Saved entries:

--- START ---

PR #7788, opened 2025-03-27
Safe list navigation

ZbyszekMM:
## Describe your changes

The hidden gem of safe list navigation. Only docs.


philemone (approved):
LGTM :+1:

PR #7801, opened 2025-03-28
[NU-2065] Wrong event time of events coming from time windows

paw787878:
## Checklist before merge


engine/flink/components/base-unbounded/src/main/scala/pl/touk/nussknacker/engine/flink/util/transformer/aggregate/ExtendedWindowOperator.scala
```diff
@@ -113,6 +138,14 @@ private class ValueEmittingWindowFunction(
   ): Unit = {
     elements.forEach { element =>
       val ctx = Option(elementHolder.get()).getOrElse(api.Context(contextIdGenerator.nextContextId()))
+
+      out match {
+        // it should always be an instance of this class
+        case timedOut: TimestampedCollector[_] =>
+          Option(overriddenResultEventTimeHolder.get()).foreach(timestamp => timedOut.setAbsoluteTimestamp(timestamp))
+        case _ =>
```
raphaelsolarski: maybe we should throw something here like `IllegalStateException("Should not happen")`?

engine/flink/components/base-unbounded/src/main/scala/pl/touk/nussknacker/engine/flink/util/transformer/aggregate/ExtendedWindowOperator.scala
```diff
@@ -17,53 +18,74 @@ import pl.touk.nussknacker.engine.api.ValueWithContext
...
-}
+import pl.touk.nussknacker.engine.flink.util.transformer.aggregate.ExtendedWindowOperator.{Input, elementHolder, stateDescriptorName, overriddenResultEventTimeHolder}
 import pl.touk.nussknacker.engine.flink.util.transformer.aggregate.transformers.AggregatorTypeInformations
-import pl.touk.nussknacker.engine.flink.util.transformer.aggregate.triggers.FireOnEachEvent
+import pl.touk.nussknacker.engine.flink.util.transformer.aggregate.triggers.{ClosingEndEventTrigger, FireOnEachEvent}
 
 import java.lang
 
-object OnEventTriggerWindowOperator {
+object ExtendedWindowOperator {
```
raphaelsolarski, line 28: I wonder if we could find some less generic name for the class, but I have no idea 😄

engine/flink/components/base-tests/src/test/scala/pl/touk/nussknacker/engine/flink/util/transformer/aggregate/TransformersTest.scala
```diff
@@ -743,6 +760,13 @@ class TransformersTest extends AnyFunSuite with FlinkSpec with Matchers with Ins
 
       val nodeResults = collectingListener.endVariablesForKey(id)
       nodeResults.flatMap(_.variableTyped[TestRecordHours]("input")) shouldBe Nil
+
+      val timeMultiplier = 3600 * 1000
+
+      nodeResults.map(
+        _.variableTyped[Long](CustomTimestampExtractingTransformation.timestampVariableName).get
+          // session timeout is 2
+      ) shouldBe List((3 + 2) * timeMultiplier - 1, 6 * timeMultiplier, (6 + 2) * timeMultiplier - 1)
```
raphaelsolarski: maybe we could use some helper function and comments?
```scala
nodeResults.map(
  _.variableTyped[Long](CustomTimestampExtractingTransformation.timestampVariableName).get
) shouldBe List(
  hoursToMillis(5) - 1, // 3h last event time + (2h - 1ms) timeout
  hoursToMillis(6),     // 6h event time from event witch evaluated stop condition to true
  hoursToMillis(8) - 1  // 6h last event time + (2h - 1ms) timeout
)
```
---
```scala
case class TestRecordHours(id: String, timeHours: Int, eId: Int, str: String) extends TestRecord {
  override def timestamp: Long = hoursToMillis(timeHours)
}

object TestRecordHours {
  def hoursToMillis(hours: Int): Long = hours * 3600L * 1000
}
```

engine/flink/components/base-unbounded/src/main/scala/pl/touk/nussknacker/engine/flink/util/transformer/aggregate/ExtendedWindowOperator.scala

--- END ---

Task objective.
Among the entries, copy every line containing the word "maybe".

Reply to the task.
raphaelsolarski: maybe we should throw something here like `IllegalStateException("Should not happen")`?
raphaelsolarski: maybe we could use some helper function and comments?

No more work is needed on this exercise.